9.8 Notices. All notices must be in writing and delivered (i) by personal delivery, (ii) by nationally-recognized overnight courier, or (iii) by certified mail, return receipt requested, to the addresses in Section 1.01, or such other address as a party designates by notice.
ARTICLE X – EXECUTION BLOCK
IN WITNESS WHEREOF, the parties have executed this Mortgage as of the Effective Date.
MORTGAGOR:
[ENTITY/INDIVIDUAL NAME]
By: ____
Name: ____
Title: _________
MORTGAGEE:
[ENTITY NAME]
By: ____
Name: ____
Title: _________
ACKNOWLEDGMENTS
State of ___ )
County of ___ )
On this _ day of __, 20__, before me, a Notary Public in and for said State, personally appeared _______, known to me (or satisfactorily proven) to be the person(s) whose name(s) is/are subscribed to the foregoing Mortgage and acknowledged that he/she/they executed the same for the purposes therein contained.
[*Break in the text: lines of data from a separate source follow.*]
PR #962, opened 2020-01-26
Align implementation of @xstate/vue more closely to what is being implemented for @xstate/react

Andarist:
cc @AleksejDix @studnitz

### DIFF
--- a/packages/xstate-react/README.md
+++ b/packages/xstate-react/README.md
@@ -28,11 +28,11 @@ const toggleMachine = Machine({
 });
 
 export const Toggler = () => {
-  const [current, send] = useMachine(toggleMachine);
+  const [state, send] = useMachine(toggleMachine);
 
   return (
     <button onClick={() => send('TOGGLE')}>
-      {current.value === 'inactive'
+      {state.value === 'inactive'
         ? 'Click to activate'
         : 'Active! Click to deactivate'}
     </button>
@@ -51,9 +51,9 @@ A [React hook](https://reactjs.org/hooks) that interprets the given `machine` an
 - `machine` - An [XState machine](https://xstate.js.org/docs/guides/machines.html).
 - `options` (optional) - [Interpreter options](https://xstate.js.org/docs/guides/interpretation.html#options) OR one of the following Machine Config options: `guards`, `actions`, `activities`, `services`, `delays`, `immediate`, `context`, or `state`.
 
-**Returns** a tuple of `[current, send, service]`:
+**Returns** a tuple of `[state, send, service]`:
 
-- `current` - Represents the current state of the machine as an XState `State` object.
+- `state` - Represents the current state of the machine as an XState `State` object.
 - `send` - A function that sends events to the running service.
 - `service` - The created service.
 
@@ -65,9 +65,9 @@ A [React hook](https://reactjs.org/hooks) that subscribes to state changes from 
 
 - `service` - An [XState service](https://xstate.js.org/docs/guides/communication.html).
 
-**Returns** a tuple of `[current, send]`:
+**Returns** a tuple of `[state, send]`:
 
-- `current` - Represents the current state of the service as an XState `State` object.
+- `state` - Represents the current state of the service as an XState `State` object.
 - `send` - A function that sends events to the running service.
 
 ### `useMachine(machine)` with `@xstate/fsm` <Badge text="1.1+"/>
@@ -81,9 +81,9 @@ This special `useMachine` hook is imported from `@xstate/react/lib/fsm`
 - `machine` - An [XState finite state machine (FSM)](https://xstate.js.org/docs/packages/xstate-fsm/).
 - `options` - An optional `options` object.
 
-**Returns** a tuple of `[current, send, service]`:
+**Returns** a tuple of `[state, send, service]`:
 
-- `current` - Represents the current state of the machine as an `@xstate/fsm` `StateMachine.State` object.
+- `state` - Represents the current state of the machine as an `@xstate/fsm` `StateMachine.State` object.
 - `send` - A function that sends events to the running service.
 - `service` - The created `@xstate/fsm` service.
 
@@ -121,7 +121,7 @@ const fetchMachine = createMachine({
 });
 
 const Fetcher = ({ onFetch = () => new Promise(res => res('some data')) }) => {
-  const [current, send] = useMachine(fetchMachine, {
+  const [state, send] = useMachine(fetchMachine, {
     actions: {
       load: () => {
         onFetch().then(res => {
@@ -131,7 +131,7 @@ const Fetcher = ({ onFetch = () => new Promise(res => res('some data')) }) => {
     }
   });
 
-  switch (current.value) {
+  switch (state.value) {
     case 'idle':
       return <button onClick={_ => send('FETCH')}>Fetch</button>;
     case 'loading':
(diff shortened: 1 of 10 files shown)


packages/xstate-react/README.md
```diff
@@ -51,9 +51,9 @@ A [React hook](https://reactjs.org/hooks) that interprets the given `machine` an
 - `machine` - An [XState machine](https://xstate.js.org/docs/guides/machines.html).
 - `options` (optional) - [Interpreter options](https://xstate.js.org/docs/guides/interpretation.html#options) OR one of the following Machine Config options: `guards`, `actions`, `activities`, `services`, `delays`, `immediate`, `context`, or `state`.
 
-**Returns** a tuple of `[current, send, service]`:
+**Returns** a tuple of `[state, send, service]`:
 
-- `current` - Represents the current state of the machine as an XState `State` object.
+- `state` - Represents the current state of the machine as an XState `State` object.
```
Andarist: `state` name seems to be a little bit overloaded, might mean different things - currently it is an instance of `State` though, so `state` seems to be an appropriate name for this, but is also a little bit ambiguous, can we think of something better? maybe `State` should be renamed to something else in the next major?

packages/xstate-vue/README.md
```diff
@@ -61,9 +61,9 @@ A [Vue composition function](https://vue-composition-api-rfc.netlify.com/) that
 - `machine` - An [XState machine](https://xstate.js.org/docs/guides/machines.html).
 - `options` (optional) - [Interpreter options](https://xstate.js.org/docs/guides/interpretation.html#options) OR one of the following Machine Config options: `guards`, `actions`, `activities`, `services`, `delays`, `immediate`, `context`, or `state`.
 
-**Returns** `{ current, send, service}`:
+**Returns** `{ state, send, service}`:
```
Andarist: in `@xstate/react` we return a tuple instead of an object, was a decision about returning an object here based on Vue conventions or maybe was it done by accident? should we change this to a tuple?

packages/xstate-vue/src/fsm.ts
```diff
@@ -23,5 +37,55 @@ export function useMachine<
...
+      if (currentState.changed) {
+        state.value = currentState;
+      }
+    });
+    onCleanup(() => unsubscribe());
+  });
+
+  const send = (event: TEvent | TEvent['type']) => serviceRef.value.send(event);
+
+  return { state, send, service: serviceRef };
```
Andarist: it's a little bit weird that this return type is different from the one in `useMachine`, in here a `serviceRef` is returned and in `useMachine` it's just a `service`. It makes semantic sense, because `useMachine` can never change returned service, but this one can. It looks slightly inconsistent though, so maybe this one should return `serviceRef`? that would be inconsistent with `state` though (as it's ref as well) 

Changing the return type to a tuple would make the issue go away 😅

packages/xstate-vue/src/index.ts
```diff
@@ -1,2 +1,106 @@
...
+    ...context
+  } as TContext);
+
+  const service = interpret(createdMachine, interpreterOptions).start(
+    rehydratedState ? State.create(rehydratedState) : undefined
+  );
+
+  const state = ref<State<TContext, TEvent>>(service.state);
+
+  service.onTransition(currentState => {
```
Andarist: I still have no idea if this is OK in Vue. Can we set up a subscription in this setup function? Or should this be deferred until some lifecycle hook, like `onBeforeMount`? Do we know some Vue expert that could answer this with confidence?

packages/xstate-vue/test/UseMachine.vue
```diff
@@ -50,22 +50,13 @@ export default {
...
       new Promise(res => setTimeout(() => res('some data'), 50));
 
-    const { current, send, service } = useMachine(fetchMachine, {
+    const { state, send, service } = useMachine(fetchMachine, {
       services: {
         fetchData: onFetch
       },
       state: persistedState
     });
-    watch(() =>
```
Andarist: i think this one was unused, `load` is not referenced anywhere as far as I can tell

packages/xstate-vue/test/UseService.vue
```diff
@@ -1,26 +1,34 @@
...
+} from 'xstate';
 import { watch, ref } from '@vue/composition-api';
 
 export default {
   props: ['service'],
   setup(props): { service: Service } {
-    let { current, send } = useService(props.service);
+    let { state, send } = useService(props.service);
 
     watch(() => {
```
Andarist: I think this is completely not needed (but not sure, would love to get some validation from somebody), this is already handled inside `useService`, isn't it? is using `useService` from withitn `watch` even allowed in Vue?

packages/xstate-vue/README.md
studnitz: This is based on Vue composition API, where you always return an object, so I think no, we shouldn't change that to a tuple.

packages/xstate-vue/src/fsm.ts
studnitz: Yeah, I also spent some time thinking about how to name it. The thing is, that with the composition API you are expected to get `Ref`s, when destructuring the object (e.g. `const { foo, bar } = useBaz()`) and using them in the vue `<template>` part will also automatically unwrap them.

So I think just leaving it as `service` is more beneficial than returning `serviceRef`.

By the way, the vue-apollo (which is maintained by a vue core member) project also does it like that in their [composition API implementation.](https://github.com/vuejs/vue-apollo/blob/v4/packages/vue-apollo-composable/src/useQuery.ts#L451-L453)

packages/xstate-react/README.md
davidkpiano: I don't think it's ambiguous - it's an object that represents the overall state.

packages/xstate-react/src/fsm.ts
```diff
@@ -9,6 +9,22 @@ import {
 import { useSubscription, Subscription } from 'use-subscription';
 import useConstant from './useConstant';
 
+const getServiceState = <
+  TContext extends object,
+  TEvent extends EventObject = EventObject,
+  TState extends Typestate<TContext> = any
+>(
```
davidkpiano: Maybe we should "expose" `service.state` just like in XState core?

Andarist: Maybe, this can be easily added and would make this use case easier, just didn't want to add this on my own in the spirit of keeping `@xstate/fsm` minimal.

packages/xstate-react/README.md
Andarist: Maybe I was overthinking this, I think you are right - the name is OK. One thing that I would love exploring in the future (it's a minor pet peeve of mine) is removing `event` & `actions` from this object. I don't think those are much needed for it as they are really temporary. Removing them would allow us to only create new States when something actually changes (so it would improve perf slightly). Either way - this definitely is just an idea to explore for me right now, not something that I want to jump into in the nearest future.

davidkpiano: Those are necessary for the interpreter to properly decide what to do next - actions are necessary so the interpreter knows what to execute, and the event is necessary for action implementations that require both the `context` and `event`. I depend on them both in multiple projects.

Andarist: I understand why both of those are there, but maybe some alternative API for returning those could be explored. I hadn't given this that much thought yet, it's just something that I have noticed as potential improvement, but definitely not without exploring alternatives first. Might even in the end come to conclusion that it's fine as is

davidkpiano: Re: alternative API, it's important (IMO) to consider all the use-cases for this. For example, if this is a state you receive as a JSON payload in response to a GET/POST request to a remote statechart service, you ideally want all that information up-front in that JSON object.

PR #967, opened 2020-01-29
Merge pull request #967 from andrewgordstewart/andrewgordstewart/add-tcontext-type-to-invoke-config

andrewgordstewart:
With this change, the `invoke.src` property of a `StateNodeConfig` can perform type inference:

```
type UserContext = { foo: 'bar' };
type UserEvent = { type: 'READY' | 'SET' | 'GO' };
export const stateNode: StateNodeConfig<UserContext, any, UserEvent> = {
  invoke: {
    src: (ctx, event) => {
      switch (event.type) {
        case 'READY':
          // Property 'Foo' does not exist on type 'UserContext'. Did you mean 'foo'?ts(2551)
          return Promise.resolve(ctx.Foo);
        case 'SET':
          return Promise.resolve('SET');
        /// Type '"Go"' is not comparable to type '"READY" | "SET" | "GO"'.ts(2678)
        case 'Go':
          return Promise.resolve();
      }
    }
  }
};
```

See discussion starting [here](https://gitter.im/statecharts/statecharts?at=5e319ef63aca1e4c5f4218b3)

### DIFF
--- a/.changeset/large-elephants-smoke.md
+++ b/.changeset/large-elephants-smoke.md
@@ -1,0 +1,5 @@
+---
+'xstate': patch
+---
+
+Add context & event types to InvokeConfig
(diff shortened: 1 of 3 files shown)


davidkpiano:
Thanks @andrewgordstewart! Can you create a quick changeset? Just run `yarn changeset` in the root `xstate` directory (this will be a `patch` change).

PR #974, opened 2020-02-02
docs: add version badge to respond section

RafaelKr:
makes it clear that responses are only available in version 4.7+


Andarist:
Thanks!

PR #976, opened 2020-02-03
Fixed issue with `useMachine` crashing without providing optional `options` parameter

### LINKED ISSUE #975: [xstate/vue] useMachine(machine) with no second parameter causes errors
**Description**

useMachine requires a second parameter to be at least an empty object, while documentation says it is optional

**Expected Result**

`useMachine(toggleMachine)` to work as documented

**Actual Result**

`useMachine` throws a type error when it tries to spread the second parameter when it's undefined.

**Reproduction**

https://codesandbox.io/s/xsharp-vue-usemachine-second-param-f5bpk?expanddevtools=1&fontsize=14&hidenavigation=1&module=%2Fsrc%2FApp.vue

Specifically App.vue:21 breaks it. Line 23 is the work around.

**Additional context**

Additionally, the documentation here: 
> https://xstate.js.org/docs/packages/xstate-vue/
does not match the documentation here: 
> https://github.com/davidkpiano/xstate/tree/master/packages/xstate-vue
specifically, the former link references `current` while the package and its documentation have moved to using `state`

```
 "dependencies": {
    "@vue/cli-plugin-babel": "4.1.1",
    "@vue/composition-api": "0.3.4",
    "@xstate/vue": "0.1.0",
    "vue": "^2.6.11",
    "xstate": "4.7.7"
  },
```

Andarist:
fixes #975

### DIFF
--- a/.changeset/beige-plants-share.md
+++ b/.changeset/beige-plants-share.md
@@ -1,0 +1,5 @@
+---
+'@xstate/vue': patch
+---
+
+Fixed issue with `useMachine` crashing without providing optional `options` parameter.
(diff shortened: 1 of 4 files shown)


Glutnix:
Awesome :)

IN WITNESS WHEREOF, I have hereunto set my hand and affixed my official seal the day and year first above written.
Notary Public
My Commission Expires: _______
[// GUIDANCE: Use separate acknowledgment blocks for each signatory if required by local recording office.]
EXHIBIT A
(Legal Description of the Premises)
[INSERT METES-AND-BOUNDS OR PLATTED DESCRIPTION]
SCHEDULES
Schedule 4.1 – Permitted Encumbrances
Schedule 4.5 – Litigation
Schedule 5.6 – Permitted Transfers
[// GUIDANCE: Record this Mortgage promptly after execution. Double-check legal description, names, and acknowledgment language to comply with Kansas recording standards. Consult local counsel regarding documentary tax, if applicable.]